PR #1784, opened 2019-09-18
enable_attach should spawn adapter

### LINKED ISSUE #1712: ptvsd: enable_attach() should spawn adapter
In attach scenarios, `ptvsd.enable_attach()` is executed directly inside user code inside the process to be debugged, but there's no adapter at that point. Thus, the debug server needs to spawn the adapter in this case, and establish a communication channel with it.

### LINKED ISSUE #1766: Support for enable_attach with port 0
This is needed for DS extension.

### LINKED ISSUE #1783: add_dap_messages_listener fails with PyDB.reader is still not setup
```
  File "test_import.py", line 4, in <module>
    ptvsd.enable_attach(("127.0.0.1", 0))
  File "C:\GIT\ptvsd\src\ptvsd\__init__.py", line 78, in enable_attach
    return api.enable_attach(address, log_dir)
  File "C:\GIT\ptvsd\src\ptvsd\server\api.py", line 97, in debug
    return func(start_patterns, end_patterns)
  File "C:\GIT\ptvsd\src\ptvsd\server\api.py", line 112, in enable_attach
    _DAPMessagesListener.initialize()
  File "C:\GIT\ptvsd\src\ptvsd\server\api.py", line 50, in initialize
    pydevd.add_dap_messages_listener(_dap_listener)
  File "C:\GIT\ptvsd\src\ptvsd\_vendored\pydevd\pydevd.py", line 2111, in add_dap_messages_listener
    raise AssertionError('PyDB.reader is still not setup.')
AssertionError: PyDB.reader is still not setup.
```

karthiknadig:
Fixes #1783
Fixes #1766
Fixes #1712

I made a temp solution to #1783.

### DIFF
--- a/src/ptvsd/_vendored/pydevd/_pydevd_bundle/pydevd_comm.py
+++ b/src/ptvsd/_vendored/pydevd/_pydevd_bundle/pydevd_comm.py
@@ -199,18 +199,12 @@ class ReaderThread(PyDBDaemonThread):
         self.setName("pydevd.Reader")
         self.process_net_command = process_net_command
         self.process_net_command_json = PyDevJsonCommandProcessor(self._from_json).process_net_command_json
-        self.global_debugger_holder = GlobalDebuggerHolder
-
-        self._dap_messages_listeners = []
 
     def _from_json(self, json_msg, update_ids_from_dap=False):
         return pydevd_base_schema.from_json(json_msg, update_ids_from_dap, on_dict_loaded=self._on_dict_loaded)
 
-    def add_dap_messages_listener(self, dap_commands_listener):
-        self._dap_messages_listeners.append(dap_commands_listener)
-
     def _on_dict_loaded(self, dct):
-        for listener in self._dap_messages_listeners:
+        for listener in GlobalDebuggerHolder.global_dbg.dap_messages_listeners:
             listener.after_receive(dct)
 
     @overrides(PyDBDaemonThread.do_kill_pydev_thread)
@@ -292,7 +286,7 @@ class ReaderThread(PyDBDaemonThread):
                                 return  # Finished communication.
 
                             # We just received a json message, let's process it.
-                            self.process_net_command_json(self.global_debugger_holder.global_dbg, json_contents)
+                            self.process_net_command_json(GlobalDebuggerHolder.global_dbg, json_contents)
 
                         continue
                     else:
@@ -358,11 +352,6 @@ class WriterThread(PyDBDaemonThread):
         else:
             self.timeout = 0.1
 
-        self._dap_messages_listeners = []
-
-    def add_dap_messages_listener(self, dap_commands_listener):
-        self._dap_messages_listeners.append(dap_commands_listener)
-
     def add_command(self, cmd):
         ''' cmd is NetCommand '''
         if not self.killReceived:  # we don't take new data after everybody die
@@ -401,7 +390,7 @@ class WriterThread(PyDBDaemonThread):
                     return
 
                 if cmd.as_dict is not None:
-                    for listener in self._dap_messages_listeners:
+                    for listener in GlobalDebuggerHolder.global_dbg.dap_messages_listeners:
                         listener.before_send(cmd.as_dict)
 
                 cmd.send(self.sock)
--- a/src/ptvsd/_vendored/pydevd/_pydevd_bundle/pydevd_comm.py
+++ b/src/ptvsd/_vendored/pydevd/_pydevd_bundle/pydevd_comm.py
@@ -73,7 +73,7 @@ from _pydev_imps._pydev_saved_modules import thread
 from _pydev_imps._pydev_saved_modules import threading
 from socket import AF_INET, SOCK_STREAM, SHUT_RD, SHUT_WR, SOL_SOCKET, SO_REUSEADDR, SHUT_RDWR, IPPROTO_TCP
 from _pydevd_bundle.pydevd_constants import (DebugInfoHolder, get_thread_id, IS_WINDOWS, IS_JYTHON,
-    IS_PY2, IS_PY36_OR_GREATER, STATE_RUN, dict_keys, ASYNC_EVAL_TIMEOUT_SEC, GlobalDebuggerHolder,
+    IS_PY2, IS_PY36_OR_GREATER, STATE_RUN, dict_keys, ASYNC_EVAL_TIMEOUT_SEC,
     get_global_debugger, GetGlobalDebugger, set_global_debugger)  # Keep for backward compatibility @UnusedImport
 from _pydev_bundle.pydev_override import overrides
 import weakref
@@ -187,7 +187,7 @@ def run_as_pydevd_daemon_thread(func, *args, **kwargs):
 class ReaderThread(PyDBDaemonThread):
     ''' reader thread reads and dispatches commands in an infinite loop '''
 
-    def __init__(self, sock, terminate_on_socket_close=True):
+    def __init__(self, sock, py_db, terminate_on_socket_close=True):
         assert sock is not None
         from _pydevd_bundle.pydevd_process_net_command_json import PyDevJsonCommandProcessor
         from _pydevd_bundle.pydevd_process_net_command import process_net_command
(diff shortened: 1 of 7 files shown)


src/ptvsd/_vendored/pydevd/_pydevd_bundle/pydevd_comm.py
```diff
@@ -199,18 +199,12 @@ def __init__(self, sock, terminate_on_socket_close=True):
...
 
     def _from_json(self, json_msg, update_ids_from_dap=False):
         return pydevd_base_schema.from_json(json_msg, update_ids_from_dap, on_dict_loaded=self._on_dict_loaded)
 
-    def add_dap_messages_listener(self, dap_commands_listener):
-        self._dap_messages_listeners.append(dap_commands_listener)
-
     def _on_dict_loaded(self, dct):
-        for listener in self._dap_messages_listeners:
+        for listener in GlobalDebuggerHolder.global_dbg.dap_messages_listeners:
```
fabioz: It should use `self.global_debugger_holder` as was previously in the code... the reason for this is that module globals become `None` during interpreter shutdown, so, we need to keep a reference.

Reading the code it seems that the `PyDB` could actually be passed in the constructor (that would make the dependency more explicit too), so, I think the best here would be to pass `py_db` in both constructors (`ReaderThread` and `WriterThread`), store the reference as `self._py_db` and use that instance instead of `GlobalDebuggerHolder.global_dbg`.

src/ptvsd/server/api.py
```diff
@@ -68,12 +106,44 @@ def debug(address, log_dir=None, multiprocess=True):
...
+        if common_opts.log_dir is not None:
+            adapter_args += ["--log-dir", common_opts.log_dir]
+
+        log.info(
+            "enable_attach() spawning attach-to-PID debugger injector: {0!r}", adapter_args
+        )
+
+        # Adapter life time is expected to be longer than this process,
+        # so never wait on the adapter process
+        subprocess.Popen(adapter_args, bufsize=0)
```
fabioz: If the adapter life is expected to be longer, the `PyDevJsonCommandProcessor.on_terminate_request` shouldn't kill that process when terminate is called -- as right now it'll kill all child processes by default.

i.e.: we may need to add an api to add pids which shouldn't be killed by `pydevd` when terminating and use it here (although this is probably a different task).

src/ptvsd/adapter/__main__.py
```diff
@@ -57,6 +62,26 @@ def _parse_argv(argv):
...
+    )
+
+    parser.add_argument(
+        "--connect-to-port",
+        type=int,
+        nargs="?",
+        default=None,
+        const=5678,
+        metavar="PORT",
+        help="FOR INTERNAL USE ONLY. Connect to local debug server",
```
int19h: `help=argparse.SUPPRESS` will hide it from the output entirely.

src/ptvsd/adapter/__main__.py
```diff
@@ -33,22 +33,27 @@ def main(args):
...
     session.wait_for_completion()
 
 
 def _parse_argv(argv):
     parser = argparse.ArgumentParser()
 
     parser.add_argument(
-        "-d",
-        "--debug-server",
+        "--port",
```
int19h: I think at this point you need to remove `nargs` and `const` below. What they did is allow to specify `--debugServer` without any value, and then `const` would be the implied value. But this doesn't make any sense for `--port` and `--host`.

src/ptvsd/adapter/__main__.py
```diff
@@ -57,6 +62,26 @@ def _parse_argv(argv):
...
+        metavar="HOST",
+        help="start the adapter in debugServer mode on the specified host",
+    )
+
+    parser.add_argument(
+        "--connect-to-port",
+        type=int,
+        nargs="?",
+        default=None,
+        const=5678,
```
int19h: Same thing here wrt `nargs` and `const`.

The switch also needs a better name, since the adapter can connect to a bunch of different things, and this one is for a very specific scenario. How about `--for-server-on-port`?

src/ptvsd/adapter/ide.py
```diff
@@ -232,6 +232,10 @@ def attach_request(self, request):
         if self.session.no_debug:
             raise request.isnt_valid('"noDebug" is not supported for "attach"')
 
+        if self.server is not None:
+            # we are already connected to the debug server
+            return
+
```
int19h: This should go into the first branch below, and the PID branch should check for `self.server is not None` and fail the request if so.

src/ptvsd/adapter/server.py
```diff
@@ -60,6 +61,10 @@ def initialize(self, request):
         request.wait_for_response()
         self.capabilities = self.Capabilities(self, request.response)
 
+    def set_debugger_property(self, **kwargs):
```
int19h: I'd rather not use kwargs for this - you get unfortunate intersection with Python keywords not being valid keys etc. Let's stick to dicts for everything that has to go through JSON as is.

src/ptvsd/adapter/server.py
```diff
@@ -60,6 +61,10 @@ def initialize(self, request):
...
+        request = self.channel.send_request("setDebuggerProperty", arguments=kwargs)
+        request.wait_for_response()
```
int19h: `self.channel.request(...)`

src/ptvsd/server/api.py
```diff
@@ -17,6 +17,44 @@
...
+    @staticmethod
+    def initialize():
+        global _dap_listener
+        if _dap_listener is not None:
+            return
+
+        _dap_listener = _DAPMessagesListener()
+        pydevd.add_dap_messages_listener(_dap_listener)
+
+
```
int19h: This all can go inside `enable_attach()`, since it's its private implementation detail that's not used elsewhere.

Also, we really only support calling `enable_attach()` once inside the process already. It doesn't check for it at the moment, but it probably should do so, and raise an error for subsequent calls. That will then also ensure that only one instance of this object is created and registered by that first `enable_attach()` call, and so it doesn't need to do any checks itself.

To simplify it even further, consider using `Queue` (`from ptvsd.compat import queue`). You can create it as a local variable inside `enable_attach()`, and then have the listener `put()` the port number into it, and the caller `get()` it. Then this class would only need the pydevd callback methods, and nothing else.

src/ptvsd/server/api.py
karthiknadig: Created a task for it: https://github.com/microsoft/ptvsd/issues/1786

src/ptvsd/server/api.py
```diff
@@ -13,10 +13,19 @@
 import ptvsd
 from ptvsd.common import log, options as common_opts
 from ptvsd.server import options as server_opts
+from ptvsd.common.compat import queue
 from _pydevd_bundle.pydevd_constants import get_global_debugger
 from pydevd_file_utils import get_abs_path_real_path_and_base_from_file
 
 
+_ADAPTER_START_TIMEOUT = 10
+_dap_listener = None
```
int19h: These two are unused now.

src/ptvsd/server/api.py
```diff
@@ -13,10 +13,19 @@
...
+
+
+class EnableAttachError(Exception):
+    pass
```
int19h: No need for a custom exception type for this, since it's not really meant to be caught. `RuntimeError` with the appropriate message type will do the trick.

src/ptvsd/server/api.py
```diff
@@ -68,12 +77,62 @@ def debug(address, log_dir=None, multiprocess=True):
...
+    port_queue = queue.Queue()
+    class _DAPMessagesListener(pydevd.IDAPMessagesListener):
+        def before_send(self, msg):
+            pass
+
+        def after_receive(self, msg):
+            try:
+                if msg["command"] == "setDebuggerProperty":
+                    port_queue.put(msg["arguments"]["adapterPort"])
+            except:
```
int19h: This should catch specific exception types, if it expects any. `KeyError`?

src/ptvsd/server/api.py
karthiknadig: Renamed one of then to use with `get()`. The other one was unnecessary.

**PROBLEM TO WORK ON**:
Give back exactly the lines running from the line that has "int19h: This should catch" to the end of the entries above.

**RESULT OF THIS EXERCISE**:
int19h: This should catch specific exception types, if it expects any. `KeyError`?

src/ptvsd/server/api.py
karthiknadig: Renamed one of then to use with `get()`. The other one was unnecessary.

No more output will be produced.